6. The plasma according to claim 4, further comprising a SiO dielectric layer formed by vapor deposition so as to cover the first and second electrodes on the first substrate.

 2

 Display device.

 [7] The gap between the first transparent electrode and the first metal electrode is 50 m or more, and is narrower than the distance between the first and second electrodes.

 5. The gap between the second transparent electrode and the second metal electrode is 50 m or more, and is narrower than an interval between the first and second electrodes. Plasma display device.

 8. The plasma display device according to claim 1, wherein the drive circuit causes the same type of sustain discharge to be performed in the same field.

[9] a first transparent electrode;

 A first metal electrode disposed in parallel with the first transparent electrode, connected to the first transparent electrode and having a gap;

 A second transparent electrode;

 A plasma display panel driving method comprising: a second metal electrode that is arranged in parallel with the second transparent electrode, and is connected to the second transparent electrode and has a gap.

 At least two types of sustain discharges between the first electrode including the first transparent electrode and the first metal electrode and the second electrode including the second transparent electrode and the second metal electrode. A driving method of a plasma display panel, comprising: a driving step for providing at least two types of sustain discharge spreading regions by applying a voltage.

[10] The method further comprises a selection step of selecting at least the first or second mode,

 10. The driving step includes applying a sustain discharge voltage having a small absolute value in the first mode and applying a sustain discharge voltage in the second mode, and applying a sustain discharge voltage in the second mode. Driving method of the plasma display panel.

[11] The plasma display panel comprises:

A first substrate on which the first and second electrodes are disposed; A second substrate facing the first substrate;

 A third electrode disposed on the second substrate so as to intersect the first and second electrodes;

 10. The method for driving a plasma display panel according to claim 9, further comprising: partition walls disposed on both sides of the third electrode on the second substrate.

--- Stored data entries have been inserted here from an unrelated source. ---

PR #637, opened 2021-12-25
Add Kingroon KP3S config

kubik369:
### Description

Adds a config for Kingroon KP3S (version 3.0 with the "Titan" extruder). I have taken the config from user [bdwilson](https://github.com/bdwilson/KP3S), played around with it and brought it up to date with 2.0.9.3.

Some remarks:
- I am not (yet) knowledgeable enough regarding the acceleration values and other such variables, so I went with the values from bdwilson's config . For what it's worth, the few prints I tried look pretty much perfect to my untrained eye.
- I am not sure what is the policy regarding the enabling of features in these configs. I was not able to find what is the "standard" for these configs, so if some things need to be disabled to conform, please let me know.

Regarding some config choices:
- Kingroon KP3 v1.2 board which is apparently based on MKS Robin Nano.
- Marketed 180x180x180 mm bed, realistically you can get 165x170x190-200mm. I have personally set height to 190 and will try 200 when I get the courage to test it. The Z profile seems to be high enough, but probably better to have a safer config with the marketed 180mm. X is moved to the right (because of fixed endstop switch) and shorter because of the way Y rail is mounted and because of the belts mounted by two zipties, which blocks like 10mm from one side. Also some people have the bed crooked, as in a small rotation in the XY plane due to the way how the bed is mounted to the carriage which basically shortens the usable Y range. This can probably be easily fixed, but again, probably a safer config is better.
- The advanced config should be identical to the one from the example folder.

Thanks for the review :)


Skanderberg777:
Hi there,

if I download the configurations for the new Marlin, the Kingroon folder just has a KP§ folder, no KP3S. 

Opened in Vistual Studio, the printer name is just KP3.

Where do I find the KP3S?

Thank you very much.

thinkyhead:
https://raw.githubusercontent.com/kubik369/Configurations/957830f430cf80fc79843c7a36f29c1b750aee0b/config/examples/Kingroon/KP3S/Configuration.h

yla199503:
Hi there,
What should I do if anyone has a Kingroon KP3 v1.3 board?
and nope Configuration_adv.h

thisiskeithb:
@yla199503 

This Issue Queue is for Marlin bug reports and development-related issues, and we prefer not to handle user-support questions here. (As noted on [this page](https://github.com/MarlinFirmware/Marlin/blob/bugfix-2.1.x/.github/contributing.md#i-dont-want-to-read-this-whole-thing-i-just-have-a-question).) For best results getting help with configuration and troubleshooting, please use the following resources:

- [Marlin Documentation](https://marlinfw.org) hosted on MarlinFW.org
- [Marlin Forum](https://forums.reprap.org/list.php?415) hosted on RepRap.org
- [Marlin Firmware](https://www.facebook.com/groups/1049718498464482/) Facebook Group 
- [Marlin Firmware for 3D Printers](https://www.facebook.com/groups/3Dtechtalk/) Facebook Group
- [Marlin Configuration](https://www.youtube.com/results?search_query=marlin+configuration) on YouTube
- [Marlin Firmware](https://discord.gg/n5NJ59y) Discord server

PR #648, opened 2022-01-03
Added Elegoo Neptune 2 board configurations

just-trey:
### Requirements

### Description

Added some example configurations for The Elegoo Neptune 2 using  `TFT_COLOR_UI`. The Elegoo Neptune 2 can come with a ZNP Robin Nano 1.2 or 1.3 Board (The are MKS Clone boards). I have created configurations for both versions of the machine. and also have a configuration for the bl touch for each version

### Benefits

Adde examples of how to build configurations for Elegoo boards

### Related Issues

I would  have requested to remove this file: https://github.com/MarlinFirmware/Configurations/tree/import-2.0.x/config/examples/Elegoo/Neptune%202 but I do not see it in the import branch
I have tested this configuration and it does not work and also causes issues with PID tuning from what I can tell


thinkyhead:
Please reconcile this submission with #636 by @EvilGremlin

EvilGremlin:
_ENDSTOP_INVERTING true ? machine revisions are seriously that different?
Default fan PWM works for you?

EvilGremlin:
Checked my config with 2.0.9.3, nothing wrong with PID, autotune works, heatup swing within 5C - no problem here. Didn't check bed though, but bed values are not critical anyway.
image

EvilGremlin:
Trey, so what were actual problems with my config not working for your machine? Especially, what the hell going on with endstops?

just-trey:
@EvilGremlin, First thanks, I really appreciate the configuration you wrote.

I was confirming what you had set as numbers in your config vs. what Elegoo has as the official version of their firmware on their site (Marlin 1 with LVGL enabled). In their .txt configuration, this is what they have and it is consistent across all versions of their firmware.

```
# Mechanical endstop with COM to ground and NC to Signal uses "false" here (most common setup).
>X_MIN_ENDSTOP_INVERTING 0		# X_MIN limit switch normally open/normally closed selection
>Y_MIN_ENDSTOP_INVERTING 0		# Y_MIN limit switch normally open/normally closed selection
>Z_MIN_ENDSTOP_INVERTING 0		# Z_MIN limit switch normally open/normally closed selection
>X_MAX_ENDSTOP_INVERTING 0		# set to true to invert the logic of the endstop.
>Y_MAX_ENDSTOP_INVERTING 1		# set to true to invert the logic of the endstop.
>Z_MAX_ENDSTOP_INVERTING 1		# Z_MAX limit switch normally open/normally closed selection
>Z_MIN_PROBE_ENDSTOP_INVERTING       1	# Z_PROBE limit switch normally open/normally closed setting.
```
I did make a change now after a quick check and this is what I think is correct

```
#if ENABLED(HAS_BLTOUCH)
  #define Z_MIN_PROBE_ENDSTOP_INVERTING false // Set to true to invert the logic of the probe.
#else
  #define Z_MIN_PROBE_ENDSTOP_INVERTING true // Set to true to invert the logic of the probe.
#endif
```

If I am misreading something please let me know. The main issue I ran into is the one you have on the site will not load on the 1,.3 board that I have (You may have the 1.2 board). I also have enabled more features and it's not up yet, but I have gotten down to one config where everything is configurable at the top of the file. It's not quite ready for PR as I am still testing but this is my latest here: https://github.com/just-trey/Marlin/tree/elegoo-neptune-2/config/Elegoo/Neptune-2. I am a big fan of config switches and it may be overkill but you can configure almost everything here to manage the board version and if you have a bltouch from here. https://github.com/just-trey/Marlin/blob/elegoo-neptune-2/config/Elegoo/Neptune-2/Configuration.h#L80-L82

I am adding 2d configuration right now so more things are on their way in. 

My readme and version files are not updated yet.

EvilGremlin:
Yep, mine is 1.2. But i think i never actually looked at their configs... so they changed board and endstops then, and no way to know where's what without some digging... oh wait, y_max and z_max? then there's no conflict, i only have min endstops. This is their mess that we ignore.

just-trey:
yeah, I'm just being a bit OCD. Onec I have my configs up I'll be sure to let you know. Probably sometime tomorrow later. I have to run some benchmark prints to make sure I did not break anything.

just-trey:
@thinkyhead  and @EvilGremlin  this is ready for re-review. Thanks!

config/examples/Creality/Ender-3/BigTreeTech SKR Mini E3 2.0/Configuration.h
```diff
@@ -1611,7 +1611,7 @@
   /**
    * Enable the G26 Mesh Validation Pattern tool.
    */
-  //#define G26_MESH_VALIDATION
+  #define G26_MESH_VALIDATION
```
thisiskeithb: This seems like an unrelated change.

EvilGremlin: yep, generated pattern is borderline useless...

config/examples/Elegoo/Neptune-2/Configuration.h
```diff
@@ -1627,7 +1655,7 @@
 //#define AUTO_BED_LEVELING_3POINT
 //#define AUTO_BED_LEVELING_LINEAR
 //#define AUTO_BED_LEVELING_UBL
-#if ENABLED(HAS_BLTOUCH)
+#if HAS_BLTOUCH
   #define AUTO_BED_LEVELING_BILINEAR
 #else
   #define MESH_BED_LEVELING
```
EvilGremlin: Why not UBL for both? It's better to leave leveling types all disabled, because it's mostly a matter of taste.

config/examples/Elegoo/Neptune-2/Configuration_adv.h
```diff
@@ -2337,7 +2339,7 @@
 //#define NO_TIMEOUTS 1000 // Milliseconds
 
 // Some clients will have this feature soon. This could make the NO_TIMEOUTS unnecessary.
-#define ADVANCED_OK
+//#define ADVANCED_OK
```
EvilGremlin: These are all for proper serial communucation, leaving it on default is unwarranted IMO, it'll just increase amount of questions "why octoprint lose connection?"

EvilGremlin:
About merged config for 2 machines... how'd it work with AutoBuild?

config/examples/Creality/Ender-3/BigTreeTech SKR Mini E3 2.0/Configuration.h
just-trey: turned back off in the latest code.

config/examples/Elegoo/Neptune-2/Configuration.h
just-trey: @EvilGremlin ,I see your point. I got this idea from looking at config for a machine with a similar board setup. [Two Trees - BlueR V3](https://github.com/just-trey/Configurations/blob/import-2.0.x/config/examples/Two%20Trees/BlueR/BlueR%20V3). My opinion is we leave it at is or leave leveling types all disabled. If someone wants to use UBL they would understand this enough to make the changes. Thoughts?

config/examples/Elegoo/Neptune-2/Configuration_adv.h
just-trey: reverted in the latest. Thanks for helping me understand better what this does.

just-trey:
> About merged config for 2 machines... how'd it work with AutoBuild?

Not very well. it would get "stuck" on whatever version you built on. I could not get it to refresh the board type in auto build. I am not sure what happened. At one point it was stuck on the 1.2 board config. Then it changed to the 1.3 board config at some point and won't go back to 1.2 for me. I ended up using the pio clean and building steps to get around it. We could have 5 or 6 separate files. I was just a fan of the switches. Would like to hear your thoughts on this.

thinkyhead:
Auto-build is not compatible with overly-complicated configurations. It doesn't interpret the configs, it just scrapes them.

config/examples/Elegoo/Neptune 2/Configuration.h
```diff
@@ -69,9 +69,60 @@
 // @section info
 
 // Author info of this build printed to the host during boot and M115
-#define STRING_CONFIG_H_AUTHOR "(EvilGremlin)" // Who made the changes.
+#define STRING_CONFIG_H_AUTHOR "(just-trey, mlee12382, and EvilGremlin, Neptune 2 - Marlin 2 Color UI)" // Who made the changes.
```
thinkyhead: A string this long may be problematic. Watch carefully for crashes and buffer overflows.

just-trey (commented):
@thinkyhead updated author string

Issue #644, opened 2021-12-29
[FR] Ender 3 Pro with SKR mini E3 V3.0


HoreaM:
### Description

I searched in the configurations folder for the Ender 3 Pro, but it seems like the only available configuration files are for the SKR mini E3 v1/1.2/2 boards. It would be of great help if we could get an "official" configuration file for the Ender 3 Pro with the new SKR mini E3 V3.0 board, as I'm not entirely sure what needs to be adjusted from the previous SKR mini E3 versions. Thank you!

### Configuration Details

* Manufacturer: Creality
* Model: Ender 3 Pro
* Motherboard: SKR mini E3 V3.0

HoreaM:
I just noticed that the Ender 3 has a configuration file for the SKR mini E3 V3.0. Could I use that one for my Ender 3 Pro? Thank you!

thisiskeithb:
> Could I use that one for my Ender 3 Pro?

Yes. As far as Marlin is concerned, the only difference is the printer name and status icon text.

thisiskeithb:
Having said that, here's a config: [Ender-3 Pro - BigTreeTech SKR Mini E3 3.0.zip](https://github.com/MarlinFirmware/Configurations/files/7875628/Ender-3.Pro.-.BigTreeTech.SKR.Mini.E3.3.0.zip)

~~I'll put in a PR later.~~ Done!

thisiskeithb:
Added in https://github.com/MarlinFirmware/Configurations/pull/660

PR #660, opened 2022-01-15
Add Ender-3 Pro with SKR Mini E3 V3

thisiskeithb:
### Description

Add Ender-3 Pro with SKR Mini E3 V3.

### Related Issues

- #644


LazeMSS:
@thisiskeithb just wondering (was doing the profile for my Ender 3 pro myself) and did a compare with the only public source code from Creality (for Marlin 1.x) - i see a lot of difference in the values for that and many of the other Creality examples in here.

Examples:
#define HOMING_BUMP_DIVISOR {2, 2, 4} in creality original source - in almost every example in here its HOMING_BUMP_MM      { 5, 5, 2 } and I have seen configurations where its even { 0, 0, 2 }

I have attached my WIP for the Ender SKR mini v3.0 with all fans connected and the pinout naming is used from the pin files instead of the direct pin assignment (FAN2_PIN instead of PB15)

Fan assigment:
Part cooling fan: FAN0_PIN
Hotend fan: FAN1_PIN (will turn fan on at extruder temp = 50)
Motherboard/stepper fan: FAN2_PIN

It also includes BLTouch i was wondering it there should be an example with that included or not? And all the options to make OctoPrint more usefull.

[skr-mini-v3-config.zip](https://github.com/MarlinFirmware/Configurations/files/7892066/skr-mini-v3-config.zip)

thisiskeithb:
I would ignore anything from Creality at this point, but I did plan to go through the Ender-3/5 configs and bring them closer to the standard (keeping improvements for 32-bit boards enabled) since they're all over the place right now.

> It also includes BLTouch i was wondering it there should be an example with that included or not? 

Based on previous guidance, the plan is to remove all the extra BLTouch configs and merge them into the base printer config with a switch like `PRINTER_NAME_WITH_BLTOUCH`.

LazeMSS:
Awesome. Yes someone the profiles are really a bit off.

How about using the aliases for the PIN numbers instead of the actual pin names?

thisiskeithb:
> How about using the aliases for the PIN numbers instead of the actual pin names?

I can do that (and generally try to), but I knew I was going to overhaul bunch of configs soon anyway 🙂

~~I’m mobile right now, but I’ll push an update later.~~ Done.

config/examples/Creality/Ender-3/BigTreeTech SKR Mini E3 3.0/Configuration_adv.h
```diff
@@ -512,7 +512,7 @@
  */
 #define USE_CONTROLLER_FAN
 #if ENABLED(USE_CONTROLLER_FAN)
-  #define CONTROLLER_FAN_PIN PB15           // Set a custom pin for the controller fan
+  #define CONTROLLER_FAN_PIN FAN2_PIN       // Set a custom pin for the controller fan
```
thinkyhead, line 515: There is a small risk here, if in future we decide to `#undef` pins that are not actually used. But for now this is safe, since we check for `CONTROLLER_FAN_PIN` being connected to a board fan plug in `Conditionals_post.h`.

config/examples/JGAurora/A1/Configuration_adv.h
```diff
@@ -116,7 +116,7 @@
 #define HEATER_BED_INVERTING 1
 #define HEATER_0_INVERTING 1
 //#define HEATER_1_INVERTING 0
-#define FAN_INVERTING 1
+#define FAN_ACTIVE_STATE LOW
```
thinkyhead: I have a pending PR for this change, but right now it's too soon. At the moment I forget which PR this change is associated with.

config/examples/Creality/Ender-3/BigTreeTech SKR Mini E3 3.0/Configuration_adv.h
thisiskeithb: These fan* pin aliases make it easier to move a config between boards / upgrades, so it’d be nice if they can stick around.

config/examples/JGAurora/A1/Configuration_adv.h
thisiskeithb: That wasn’t my commit, so please change what you need to.

The original commits should be good to go.

config/examples/Creality/Ender-3/BigTreeTech SKR Mini E3 3.0/Configuration_adv.h
thinkyhead: Yeah, generally it's nice to have pin defines based on the labeled pins on the board, but it quickly gets ugly if we try to do this for all pins on all boards, so this is an ok middle ground.
- name pins for their expected uses
- keep them around for other uses (avoid `#undef`ing)
- not assume a function is active just because a pin for it is defined

We used to avoid checking for enabled features in `pins.h` but now it's basic practice, and that's fine with me!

[12] The first transparent electrode and the first metal electrode are connected at a position on the first substrate where the partition wall is projected, and the second transparent electrode and the second metal electrode are 12. The method of driving a plasma display panel according to claim 11, wherein the partition wall is connected at a position on the first substrate onto which the partition wall is projected.

[13] The first transparent electrode and the first metal electrode are connected by a metal electrode, and the second transparent electrode and the second metal electrode are connected by a metal electrode.

12. A driving method of a plasma display panel according to 12.

[14] The plasma display panel further includes a SiO dielectric layer formed by vapor deposition so as to cover the first and second electrodes on the first substrate.

 2

 13. The method for driving a plasma display panel according to claim 12, wherein:

[15] The gap between the first transparent electrode and the first metal electrode is 50 m or more, and is narrower than the distance between the first and second electrodes.

 13. The gap between the second transparent electrode and the second metal electrode is 50 m or more, and is narrower than the distance between the first and second electrodes. Driving method of plasma display panel.

16. The method of driving a plasma display panel according to claim 9, wherein the driving step causes the same type of sustain discharge to be performed in the same field.